Some aspects of its construction, contents and use have been described in:

  • GRALIŃSKI, F., SAVARY, A., CZEREPOWICKA, M., MAKOWIECKI, F. (2010): Computational Lexicography of Multi-Word Units: How Efficient Can It Be?, in Proceedings of Multiword Expressions: from Theory to Applications (MWE 2010), Workshop at COLING 2010, Beijing, China, August 28.

  • CZEREPOWICKA, M., KOSEK, I. (2011): Problemy opisu związków frazeologicznych w formalizmie „Multifleks” (na przykładzie rodzaju wyrażeń frazeologicznych), in Kopcińska, D., Bańko, M. (eds.) "Różne formy, różne treści", pp. 117–126, Warszawa 2011.

  • CZEREPOWICKA, M. (2011): „Toposław” jako narzędzie znakowania jednostek wieloczłonowych, in Matusiak-Kempa, I., Przybyszewski, S. (eds.) Nowe zjawiska w języku, tekście, komunikacji.
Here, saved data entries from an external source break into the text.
PR #243, opened 2016-06-17
Improve drag and drop #240

### LINKED ISSUE #240: Improve drag and drop
Improve drag and drop experience by showing indicator on where will the cell be dropped. Allow dropping either on top or below the selected cell.

#228

yl-coder:
Fixes #240 

Summary on what happen in this PR, in case we need to refer back in future.

Fix three major bug.
1) JxBrowser loadUrl: this method is called asynchronously. So the url you passed in may not be reflected on the getUrl() method. If loadUrl is called consecutively. For e.g. thrice, calling getURL may result getting any of the 3 method calls.
Solution: created a custom class JxBrowser. Added an additional field call originUrl. It is the url that the browser is last tasked to load.

2) Multiple instance of jxBrowser browser. Multiple browser instance will share the same common resources, so if no configuration is set. Deadlocks may occurred.
Solution: configure different browser instance to access its individual resources.

3) Calling jxBrowser API in non-UI thread will cause deadlock
Solution: use Platform.runLater if need to access jxBrowser API at non-UI thread.

Special note:
When UI thread is busy(e.g. drag and drop operation), it may increase deadlock chances with jxBrowser threads(Maybe, just assumption for now).


src/main/java/address/util/OrderedList.java
```diff
@@ -0,0 +1,73 @@
...
+    private ObservableList<T> orderedList;
+
+    /**
+     * Creates a new Transformation list wrapped around the source list.
+     *
+     * @param source the wrapped list
+     */
+    public OrderedList(ObservableList<T> source) {
+        super(source);
+        orderedList = FXCollections.observableArrayList();
```
HansNewbie: Won't this create empty list? Then `source` is not used.

src/main/java/address/browser/HyperBrowser.java
```diff
@@ -74,7 +76,8 @@ private void initialiseHyperBrowser(){
         for (int i = 0; i < noOfPages; i++){
             EmbeddedBrowser browser;
             if (browserType == FULL_FEATURE_BROWSER){
-                browser = new JxBrowserAdapter(new Browser());
+                BrowserContext context = new BrowserContext(new BrowserContextParams("tmpTab" + i));
```
HansNewbie: What's the context for? The documentation states for data directory such as cookies. If that's the case, we shouldn't separate them as the same user will be using the different tabs and it's easier if the different tabs use the same cookies.

src/main/java/address/browser/jxbrowser/JxBrowser.java
```diff
@@ -0,0 +1,43 @@
...
+import com.teamdev.jxbrowser.chromium.BrowserContext;
+import com.teamdev.jxbrowser.chromium.BrowserType;
+
+/**
+ * A JxBrowser instance with the ability to know the URL it was tasked to load.
+ */
+public class JxBrowser extends Browser{
+
+
+
```
HansNewbie: unnecessary new lines.

src/main/java/address/util/OrderedList.java
yl-coder: The list will be updated in the sourceChanged method. at first the source is empty also.

src/main/java/address/browser/HyperBrowser.java
yl-coder: I agree, but previously, there is a dead lock on jxBrowser getUrl method when this is not set. After I changed this, the problem seems to be gone.

src/main/java/address/browser/jxbrowser/JxBrowser.java
yl-coder: ok fixed

src/main/java/address/ui/PersonListViewCell.java
```diff
@@ -72,8 +96,78 @@ public PersonListViewCell(ReorderedList sortedList) {
...
+    /**
+     * Scrolls up or down if pointer reaches the edge(top and bottom) of the listview.
+     * @param event
+     */
+    private void scrollIfNecessary(DragEvent event) {
+        double maxY = getListView().localToScene(getListView().getBoundsInLocal()).getMaxY();
+        double minY = getListView().localToScene(getListView().getBoundsInLocal()).getMinY();
+        Optional<VirtualScrollBar> scrollbar = FxViewUtil.getScrollBarFromListView(getListView());
+        if (scrollbar.isPresent()) {
+            int scrollArea = 15;
```
HansNewbie: What's this `15`? If it's a magic number, abstract as constant.

yl-coder: ok noted. fixed

src/main/java/address/util/OrderedList.java
```diff
@@ -0,0 +1,73 @@
...
+    public void moveElement(int from, int to) {
+        if (from < to) {
+            T tmpPerson = orderedList.get(from);
+            orderedList.add(to, tmpPerson);
+            orderedList.remove(from);
+        } else if (from > to) {
+            T tmpPerson = orderedList.remove(from);
+            orderedList.add(to, tmpPerson);
+        }
+    }
```
HansNewbie: Is the different treatment necessary? i.e., can't both use the same call? If cannot, put some comments.

src/main/java/address/util/OrderedList.java
HansNewbie: Maybe put comment that source is empty originally. If that's the case, is the super call necessary?

HansNewbie:
No more comments.

src/main/java/address/util/OrderedList.java
yl-coder: removing the element below the index where it needs to move to will decrease the index of "to", but if the element is above the "to" index. Then removing doesn't have any effect on the index.

src/main/java/address/util/OrderedList.java
yl-coder: It is needed by the class.

src/main/java/address/util/OrderedList.java
HansNewbie: Noted. Comments would be helpful.

src/main/java/address/util/OrderedList.java
HansNewbie: Okay.

yl-coder: copy the empty list to be safe.
orderedList = FXCollections.observableArrayList(source);
Since it may not be empty in other scenario if we happen to use this OrderedList on other application

PR #249, opened 2016-06-19
Reduced exposure of the Bindings class

damithc:
Made `Bindings` class private
Moved the test class to the same package as SUT (to take advantage of `package` access)

### DIFF
--- a/src/main/java/address/controller/PersonOverviewController.java
+++ b/src/main/java/address/controller/PersonOverviewController.java
@@ -167,10 +167,10 @@ public class PersonOverviewController {
         final ContextMenu contextMenu = new ContextMenu();
 
         MenuItem editMenuItem = new MenuItem("Edit");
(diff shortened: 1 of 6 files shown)


damithc:
@m133225 it looks like it is better to keep the test class as same as the SUT. That way, tests can access SUT members that are of `package` access. See if there is any downside to it.

m133225:
I don't think they are many downsides to it.

We could put the unit tests and the gui unit tests in same packages as production code; the disadvantage is that we cannot easily differentiate gui and non-gui unit tests, but that shouldn't affect us too much, since there will not be many gui unit tests in the first place.

For the integration gui tests, we can always put them in a new **guitests** package which can be placed in the `test/java` folder.

damithc:
I moved the test classes back to the original location as I don't need package access just yet. We can do a mass move later.

PR #258, opened 2016-06-20
Extract searching of tags into a separate dialog #256

### LINKED ISSUE #256: Extract searching of tags into a separate dialog
From person edit view.

m133225:
Fixes #256


m133225:
Updated dialog(s):

PR #262, opened 2016-06-21
Tip of the day #260

### LINKED ISSUE #260: Tip of the day
Tip of the day should not block the focus of the application so user can try out the tip (say keyboard shortcut) without needing to click the main application.

HansNewbie:
Fixes #260

### DIFF
--- a/src/main/java/address/controller/MainController.java
+++ b/src/main/java/address/controller/MainController.java
@@ -10,11 +10,7 @@ import address.model.datatypes.person.ReadOnlyPerson;
 import address.model.datatypes.tag.Tag;
 import address.util.*;
 import com.google.common.eventbus.Subscribe;
-import javafx.animation.KeyFrame;
-import javafx.animation.KeyValue;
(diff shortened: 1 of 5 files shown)


HansNewbie:
@damithc any comments on this?

What has been done:
- Tip of the day (TOTD) will slide in from top right at startup.
- TOTD won't block focus and won't close if user take action. Demo is a bit bad since I was trying out global hotkey, but with tip shown, I can still change filter and use keyboard shortcut on person cards.
- TOTD is closed by clicking on it.
- Tips will be stored as JSON in `resources/tipsOfTheDay.json`.

Demo:
tip of the day

Yet to be done (possibly on separate PRs):
- When to show tip. We can implement timer or delay on when to show TOTD in `TipOfTheDayController`.
- Styling of tips.
- Closing tip when user take action (I am not sure how we would like to do this).

damithc:
Good enough for a first version. We can refine later.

Kontekst a komunikacja, Olsztyn, pp. 28–35.

  • CZEREPOWICKA, M. (2014): Jednostki obce w słowniku języka polskiego na przykładzie „Słownika elektronicznego jednostek frazeologicznych” (SEJF), in LingVaria (IX), vol. 1 (17), pp. 59-68 [doi: 10.12797/LV.09.2014.17.04].

  • CZEREPOWICKA, M. (2014): SEJF - Słownik elektroniczny jednostek frazeologicznych, in Język Polski (XCIV), v. 2, pp. 116-129.

  • CZEREPOWICKA, M., SAVARY, A., (2018) SEJF - A Grammatical Lexicon of Polish Multiword Expressions, In: Vetulani Z., Mariani J., Kubis M. (eds) Human Language Technology. Challenges for Computer Science and Linguistics. LTC 2015. Lecture Notes in Computer Science, vol 10930. Springer, Cham.

The lexicon contains about 3200 multi-word lexemes, 68,000 corresponding inflected forms, and 160 graph-based inflection paradigms, with the following distribution:

  • 3,705 nominal compounds (e.g. bajońskie sumy),

  • 422 adjectival compounds (e.g. prosty jak strzała, wprost proporcjonalny),

  • 609 adverbial compounds (e.g. chcąc nie chcąc),

  • 40 others (e.g. ni z gruszki, ni z pietruszki).

Authors

Tools

The lexicon has been created within Toposław, tool for developping and managing inflectional dictionaries of multi-word units. Toposław integrates:

  • Morfeusz SGJP -- a morphological analyser and generator of Polish,

  • Multiflex -- a morpho-syntactic generator of multi-word units,

  • graph editor stemming from Unitex.

License

The data are available under the CC BY-SA license.

Available resources

  • SEJF version 1.1
    • Slownik -- the binary source file in Toposław format

    • Multiflex-compatible archive including:

      • the list of morphologically annotated lexemes,
      • the list of corresponding inflected forms and variants,
      • inflection graphs compatible with Unitex graph editor,

      • list of known problems,
      • a README.txt file.
  • SEJF version 1.0 - 3200 multi-word lexemes (2121 nominal, 446 adjectival, 604 adverbial, 43 others), 68,000 corresponding inflected forms, and 160 graph-based inflection paradigms
    • Slownik -- the binary source file in Toposław format

    • Multiflex-compatible archive including:

      • the list of morphologically annotated lexemes,
      • the list of corresponding inflected forms and variants,
      • inflection graphs compatible with Unitex graph editor,

      • list of known problems,
      • a README.txt file.

Future work

Defining an LMF format for the lexicon.